Indeed, large language models have already achieved many of the capabilities once reserved for the realm of AGI—the ability to understand natural language, for example, and computer vision. Most researchers now think that artificial general intelligence is possible, and that large language models, as they become more sophisticated, will gradually become AGI. Others believe that large language models will eventually hit a wall defined by computing power. 

Researchers have been following an alternate path towards AGI: constructing a functional computer emulation of the human brain. Construction of larger and more powerful neural networks proceeds as the processing power needed to create a working brain, once thought decades away by the most optimistic forecasters, may already exist today. 

Moving From Narrow To General 

Human education moves from the general to the narrow—we begin with compulsory education, where every child more or less learns the same skills and the same fundamental knowledge. As a child ages, they specialize and their education narrows—they pick a major, perhaps a sub-program within that major, and then a career, and then a specialty, and then a job, and perhaps some sub-specializations as well.  

Artificial intelligence is moving in the opposite direction. Narrow artificial intelligence has been enormously successful across many implementations, and for almost thirty years it was the focus of the bulk of academic research and financial investment in AI. Today, a many people believe that AGI can and will be achieved within a generation—however, there are significant holdouts who believe it will emerge within the next few years, or take as long as a few centuries to emerge, or that it is entirely impossible. 

The momentum, however, has shifted in the past few years towards AGI emerging sooner. That’s why OpenAI is moving so quickly on developing ever-more sophisticated large language models. AGI is also the ultimate push behind the AI efforts from Google and Meta. Amazon, a leader in developing and implementing narrow AI at all levels of its business, has also pivoted to pursue AGI. 

What Could AGI Mean? 

With human cognitive abilities, an artificial general intelligence may be conscious or sentient. It certainly would have the ability to conduct any or all knowledge work currently handled by human beings. Whether AI is conscious or not depends on the answer to an age-old question—is human consciousness purely a product of the structures and processes within the material brain, or is there something else, beyond the purely physical, that makes a person a person? 

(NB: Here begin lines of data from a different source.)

PR #21, opened 2021-08-09
hacky fix for race condition in tests

### LINKED ISSUE #19: Irregular test errors
Test failures occasionally occur during CI runs. I have not yet encountered these errors while testing on my machine.

Here's an [example failure](https://github.com/ssb-ngi-pointer/ssb-meta-feeds/pull/18/checks?check_run_id=3277963806) for the validation PR.

```shell
TypeError [ERR_INVALID_ARG_TYPE]: The first argument must be of type string or an instance of Buffer, ArrayBuffer, or Array or an Array-like Object. Received undefined

    at Function.from (buffer.js:330:9)
    at /home/runner/work/ssb-meta-feeds/ssb-meta-feeds/query.js:57:34
```

It seems that the `getSeed()` query ([L57 in `query.js`](https://github.com/ssb-ngi-pointer/ssb-meta-feeds/blob/master/query.js#L57)) is being passed an `undefined` value:

`const seedBuf = Buffer.from(msg.value.content.seed, 'hex')`

The `getSeed()` function is called from [L119 of `test/query.js`](https://github.com/ssb-ngi-pointer/ssb-meta-feeds/blob/master/test/query.js#L119).

staltz:
Related to #19 but shouldn't close #19

### DIFF
--- a/test/api.js
+++ b/test/api.js
@@ -153,23 +153,30 @@ test('restart sbot', (t) => {
         path: dir,
       })
 
-    sbot.metafeeds.findOrCreate(null, null, {}, (err, mf) => {
-      t.error(err, 'no err')
-      t.ok(Buffer.isBuffer(mf.seed), 'has seed')
-      t.ok(mf.keys.id.endsWith('.bbfeed-v1'), 'has key')
-
-      sbot.metafeeds.filter(mf, null, (err, filtered) => {
+    // The setTimeout is a hacky solution for a race condition in ssb-db2.
+    // findOrCreate is going to look up for the "seed" message, which is a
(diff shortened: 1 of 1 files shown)


staltz:
I'm getting a different error in CI now: 

```
/home/runner/work/ssb-meta-feeds/ssb-meta-feeds/node_modules/ssb-bfe/index.js:148
    else throw new Error('Unknown feed: ' + buf)
         ^

Error: Unknown feed:
```

mycognosist (approved):
🟢

mycognosist:
> I'm getting a different error in CI now:

Oh yeah I saw this one last week as well.

PR #22, opened 2021-08-09
Adding existing feed should have no nonce

staltz:
Related to https://github.com/ssb-ngi-pointer/ssb-meta-feed-spec/issues/22

1st test :x: , 2nd fix :heavy_check_mark:

### DIFF
--- a/query.js
+++ b/query.js
@@ -141,7 +141,6 @@ exports.init = function (sbot, config) {
     hydrateFromMsg(msg, seed) {
       const { feedpurpose, subfeed, nonce } = msg.value.content
       const metadata = self.collectMetadata(msg)
-      const nonceB64 = nonce.toString('base64')
       const feedformat = subfeed.endsWith('.bbfeed-v1')
         ? 'bendy butt'
         : 'classic'
@@ -150,7 +149,7 @@ exports.init = function (sbot, config) {
           ? config.keys
           : sbot.metafeeds.keys.deriveFeedKeyFromSeed(
               seed,
-              nonceB64,
+              nonce.toString('base64'),
               feedformat
             )
       return {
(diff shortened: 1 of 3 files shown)


query.js
```diff
@@ -141,11 +141,13 @@ exports.init = function (sbot, config) {
     hydrateFromMsg(msg, seed) {
       const { feedpurpose, subfeed, nonce } = msg.value.content
       const metadata = self.collectMetadata(msg)
-      const nonceB64 = nonce.toString('base64')
       const keys =
         subfeed === sbot.id
           ? config.keys
-          : sbot.metafeeds.keys.deriveFeedKeyFromSeed(seed, nonceB64)
+          : sbot.metafeeds.keys.deriveFeedKeyFromSeed(
```
mycognosist, line 147: So this (`hydrateFromMsg()`) will only ever get called with a `msg` that was generated for a new SSB identity? In other words, `nonce` will never be `null` or `undefined` for the L149 call?

mycognosist (approved):

query.js
staltz: No, this function will be called for both cases, but in the case of an existing feed, the `nonce` is undefined, so we cannot call `nonce.toString('base64')`

mycognosist: That's what I was wondering about. Calling `.toString('base64')` on `null` or `undefined` produces a `TypeError`, right?

staltz: Oh yeah, it might not be visually obvious, but when `subfeed === sbot.id`, then we assume the case "Existing feed".

mycognosist: Ah I understand now. I knew there must be something I was missing. Thanks for explaining.

staltz:
There's a git conflict, I'll resolve that first

PR #26, opened 2021-08-13
change metafeed/add to its two subtypes

staltz:
Here it is, the missing PR. Turns out I had pushed this branch before I formatted my computer's disk.


mycognosist (approved):
Looks good 🟢

PR #27, opened 2021-08-16
replace publishAs() with add() for bendy butt msgs

staltz:
Follow up to https://github.com/ssb-ngi-pointer/ssb-db2/pull/248, I also changed the API names in `sbot.metafeeds.messages` to make it easier to remember:

- `msgValXXXX()` creates a `msgVal` for content.type `XXXX`
- `contentYYYY()` creates a `content` for type `YYYY`

Meta feed `msgVal`s use `db.add()` not `db.publishAs()`.

### DIFF
--- a/api.js
+++ b/api.js
@@ -113,7 +113,7 @@ exports.init = function (sbot, config) {
       if (!details.feedformat) return cb(new Error('Missing feedformat'))
       sbot.metafeeds.query.getLatest(metafeed.keys.id, (err, latest) => {
         if (err) return cb(err)
-        const msgVal = sbot.metafeeds.messages.msgValAddDerived(
+        const msgVal = sbot.metafeeds.messages.getMsgValAddDerived(
           metafeed.keys,
           latest,
           details.feedpurpose,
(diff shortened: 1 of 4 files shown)


api.js
```diff
@@ -154,7 +154,7 @@ exports.init = function (sbot, config) {
     // Pluck relevant internal APIs
     const { deriveRootMetaFeedKeyFromSeed } = sbot.metafeeds.keys
     const { getSeed, getAnnounces, getLatest } = sbot.metafeeds.query
-    const { generateSeedSaveMsg, generateAnnounceMsg, addExistingFeed } =
+    const { contentSeed, contentAnnounce, msgValAddExisting } =
```
arj03, line 157: Only minor thing I have is that in this file it gets a bit harder to read maybe what contentSeed does because we extract the functions from the object. Like the tests are `messages.contentSeed` which makes it a bit easier to see that is has something to with generating messages. One way to maybe improve this would be to have just messages shorted here, so the lines in this file becomes the same as in the tests. What do you think?

arj03 (approved):
Just one minor thing, I'm good either way. Good to see that all of these are internal methods so no README update this time :)

api.js
staltz: Ah yes, I see what you mean. I can do what you said, but how about (new idea) we just prefix all these functions with `get`?

arj03: also works, probably a better idea

staltz:
Thanks for the review!

PR #28, opened 2021-08-19
Bump ssb-db2 & bendy butt

arj03:
Simple bump some dependencies. Most important is the db2 so we can remove that branch.


staltz (approved):
Merge away! :)

PR #30, opened 2021-08-19
Fix rootmeta concurrency

### LINKED ISSUE #29: getOrCreateRootMetafeed is not concurrency safe
This screenshot shows the problem pretty well, 3 meta feed messages and 2 seed values.

image

We need to do something similar to what we did in jitdb with only allowing 1 at a time.

arj03:
Should fix #29. Gonna test it now.

### DIFF
--- a/api.js
+++ b/api.js
@@ -150,7 +150,26 @@ exports.init = function (sbot, config) {
     }
   }
 
+  // concurrent index helpers
+  function onlyOneAtRootMetaATime(cb) {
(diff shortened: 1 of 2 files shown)


arj03:
Note this is on top of the other PR to allow me to test this

arj03:
Yep, seems to work :)

arj03:
This can be simplied, I'll do this properly tomorrow. Enough for today ;)

staltz:
Very well spotted, good fix, conceptually. I made #31 because it was fun to simplify it.

PR #31, opened 2021-08-19
refactor rootMetaFeedLock

staltz:
I was gonna review #30 by suggesting dropping `waitingRootMetaKey`, and then I found a couple other things, so it was easier to make a PR for the PR. :)


arj03:
Great! One variable less than the solution I was thinking about :guitar:

PR #657, opened 2022-06-14
SimpleSnake example

aismann:
First shot


aismann:
Of course. But there have to be examples created first.
Hope SimpleSnake and maybe spome more others example will makes adxe more attractiv for beginners

DelinWorks:
Finally, it's been tiring to see that same cocos2d sprite in the middle lol

PR #662, opened 2022-06-16
Fix enum class confliction & clean up types.

DelinWorks:


DelinWorks:
@halx99 I think `TEXTURE_ALPHA_MASK` is fair and self explanatory.

PR #690, opened 2022-07-01
[BUG] Fix `getDefaultCamera()` returning nullptr on scene initialization.

DelinWorks:
The function `Camera::getDefaultCamera()` returns a null pointer when calling it inside `init()` function of the scene, which defeats the whole purpose of scene initialization. so it's been fixed in this PR.

### DIFF
--- a/core/2d/CCCamera.cpp
+++ b/core/2d/CCCamera.cpp
@@ -78,16 +78,12 @@ Camera* Camera::createOrthographic(float zoomX, float zoomY, float nearPlane, fl
 Camera* Camera::getDefaultCamera()
 {
     // camera nullptr scene init fix #690
-    auto scene        = Director::getInstance()->getRunningScene();
-    auto sceneInitRef = Director::getInstance()->getRunningSceneInitRef();
-    if (scene && scene == sceneInitRef)
-    {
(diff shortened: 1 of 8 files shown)


halx99:
Why not get default camera from scene directly before it been run by director.

DelinWorks:
oh true I could've used `this->_cameras[0]`, but I think `getDefaultCamera()` should be safe and not actually through nullptrs around.

halx99:
Your code looks a little hacking, maybe, delete the function from directory, or add some comment to it:
```cpp
// User should ensure current running scene not null
```

DelinWorks:
maybe a `CCASSERT` could work in explaining why the game crashed when using getDefaultCamera() is called?

DelinWorks:
> Your code looks a little hacking, maybe, delete the function from directory, or add some comment to it:
> 
> ```c++
> // User should ensure current running scene not null
> ```

I see

halx99:
> maybe a `CCASSERT` could work in explaining why the game crashed when calling getDefaultCamera()?

Agree.

DelinWorks:
It's actually `this->_defaultCamera()` but don't you think that that function should be moved to the scene class rather than camera?

PR #691, opened 2022-07-01
Try fix fps

halx99:
Before fix, macOS:
image

After fix:
image


aismann:
Sweet to see snake on Mac OS (I haven't one) ;)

The first answer, the answer of the physical camp, if correct, would mean that an AGI is a conscious, sentient person upon emerging. The second answer would mean that an AGI is actually a machine because it does not have whatever non-physical essence that we have that makes us, us. 

If these primary ethical questions are sorted out, then the question becomes—what do we do with all of our knowledge workers whose skills, knowledge and work is no longer valuable? As a finance and technology journalist, I sure hope we figure that out sooner than later!